[[ Data records open ]]

PR #797, opened 2022-11-29
feat(http-signature-utils): move http signature related code to this package

sabineschaller:
## Changes proposed in this pull request

- moves signature generation, jwk generation, and private key loading to here
- adds app with endpoint for postman to consume pre-request to generate signature headers

## Context

- fixes #665 
- fixes #818 

## Checklist

- [x] Related issues linked using `fixes #number`
- [x] Tests added/updated
- [x] Documentation added
- [x] Make sure that all checks pass

PR #804, opened 2022-11-30
feat(auth): add content type and length to signature headers

### LINKED ISSUE #713: Include content type and length in signature input
[`generateSigHeaders`](https://github.com/interledger/rafiki/blob/11170b04bd77562019964f18e77704459ef037ec/packages/auth/src/tests/signature.ts#L57) should include `Content-Type` and `Content-Length` headers in the HTTP signature input.

https://datatracker.ietf.org/doc/html/draft-ietf-gnap-core-protocol#section-7.3.1

njlie:

-  Adds `Content-Type` and `Content-Length` to the signature input & signature components of a generated httpsig signature.

## Context

- Closes #713 

## Checklist

- [ ] Tests added/updated
- [ ] Documentation added

### DIFF
--- a/packages/auth/src/tests/signature.ts
+++ b/packages/auth/src/tests/signature.ts
@@ -69,18 +69,33 @@ export async function generateSigHeaders({
     body?: unknown
     authorization?: string
   }
-}): Promise<{ sigInput: string; signature: string; contentDigest?: string }> {
+}): Promise<{
+  sigInput: string
+  signature: string
+  contentDigest?: string
+  contentLength?: string
+  contentType?: string
+}> {
   let sigInputComponents = 'sig1=("@method" "@target-uri"'
   const { body, authorization } = optionalComponents ?? {}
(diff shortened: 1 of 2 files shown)


packages/auth/src/tests/signature.ts
```diff
@@ -69,18 +69,33 @@ export async function generateSigHeaders({
     body?: unknown
     authorization?: string
   }
-}): Promise<{ sigInput: string; signature: string; contentDigest?: string }> {
```
wilsonianb, line 72: Are we going to be able to just replace this with `http-signature-utils`' `createSignatureHeaders`?
- https://github.com/interledger/rafiki/pull/797

wilsonianb (approved):

packages/auth/src/tests/signature.ts
njlie: Yeah, pretty easily I think.

PR #807, opened 2022-12-01
663/mk/create outgoing payment

mkurapov:

- Adding `outgoingPayment.create` to open payments client

## Context

- Progress towards #663 

## Checklist

- [ ] Tests added/updated
- [ ] Documentation added

### DIFF
--- a/packages/backend/src/open_payments/payment/outgoing/service.ts
+++ b/packages/backend/src/open_payments/payment/outgoing/service.ts
@@ -419,10 +419,10 @@ async function addSentAmount(
 ): Promise<OutgoingPayment> {
   const fundingZeroOrUndefined =
     payment.state === OutgoingPaymentState.Funding ? BigInt(0) : undefined
-  let sent = value || (await deps.accountingService.getTotalSent(payment.id))
-  if (sent === undefined) {
-    sent = fundingZeroOrUndefined
-  }
+  const sent =
+    value ??
+    (await deps.accountingService.getTotalSent(payment.id)) ??
+    fundingZeroOrUndefined
 
   if (sent !== undefined) {
     payment.sentAmount = {
--- a/packages/open-payments/src/client/outgoing-payment.test.ts
+++ b/packages/open-payments/src/client/outgoing-payment.test.ts
@@ -1,4 +1,5 @@
 import {
+  createOutgoingPayment,
   createOutgoingPaymentRoutes,
   getOutgoingPayment,
   validateOutgoingPayment
@@ -12,6 +13,7 @@ import {
   silentLogger
 } from '../test/helpers'
 import nock from 'nock'
+import { v4 as uuid } from 'uuid'
 
 describe('outgoing-payment', (): void => {
   let openApi: OpenAPI
@@ -37,6 +39,20 @@ describe('outgoing-payment', (): void => {
       expect(openApi.createResponseValidator).toHaveBeenCalledWith({
         path: '/outgoing-payments/{id}',
         method: HttpMethod.GET
+      })
+    })
+
+    test('creates createOutgoingPaymentOpenApiValidator properly', async (): Promise<void> => {
+      jest.spyOn(openApi, 'createResponseValidator')
+
+      createOutgoingPaymentRoutes({
+        axiosInstance,
+        openApi,
+        logger
+      })
+      expect(openApi.createResponseValidator).toHaveBeenCalledWith({
+        path: '/outgoing-payments',
+        method: HttpMethod.POST
       })
     })
   })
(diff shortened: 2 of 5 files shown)


packages/backend/src/open_payments/payment/outgoing/service.ts
```diff
@@ -419,10 +419,10 @@ async function addSentAmount(
 ): Promise<OutgoingPayment> {
   const fundingZeroOrUndefined =
     payment.state === OutgoingPaymentState.Funding ? BigInt(0) : undefined
-  let sent = value || (await deps.accountingService.getTotalSent(payment.id))
```
mkurapov, line 422: _This is a guess about the desired behaviour_

the main issue here was using `||` instead of `??`. When we call this function just above:
https://github.com/interledger/rafiki/blob/cbbc41613fc020ee5c2e6d974e7fc95755dec408/packages/backend/src/open_payments/payment/outgoing/service.ts#L160

we pass in `value: BigInt(0)` . `BigInt(0)` is falsy, so we end up having calling `deps.accountingService.getTotalSent(payment.id))` when we made value a defined value.

packages/open-payments/src/client/outgoing-payment.ts
```diff
@@ -39,11 +58,35 @@ export const getOutgoingPayment = async (
...
+    return validateOutgoingPayment(outgoingPayment)
+  } catch (error) {
+    const errorMessage = 'Could not validate outgoing payment'
+    logger.error({ url, validateError: error?.message }, errorMessage)
+
+    throw new Error(errorMessage)
+  }
+}
+
+export const createOutgoingPayment = async (
```
mkurapov, line 79: Here the only other validation I could think of doing on a newly created outgoing payment (that wasn't already covered in `validateOutgoingPayment`) was checking whether `sentAmount.value === 0`. Feels like a weird behaviour to already start processing a payment before returning it, but does the caller care?

packages/open-payments/src/client/requests.ts
```diff
@@ -84,7 +85,13 @@ export const post = async <TRequest, TResponse>(
   const url = requestUrl.href
 
   try {
-    const { data, status } = await axiosInstance.post<TResponse>(url, body)
+    const { data, status } = await axiosInstance.post<TResponse>(url, body, {
+      headers: accessToken
+        ? {
+            Authorization: `GNAP ${accessToken}`
+          }
+        : {}
```
mkurapov, line 93: was missing previously

packages/open-payments/src/client/outgoing-payment.test.ts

[[ Data records closed ]]

Work instruction: Across the data above, count the lines that include the word "fixes", and respond with the number alone.

Exercise result: 3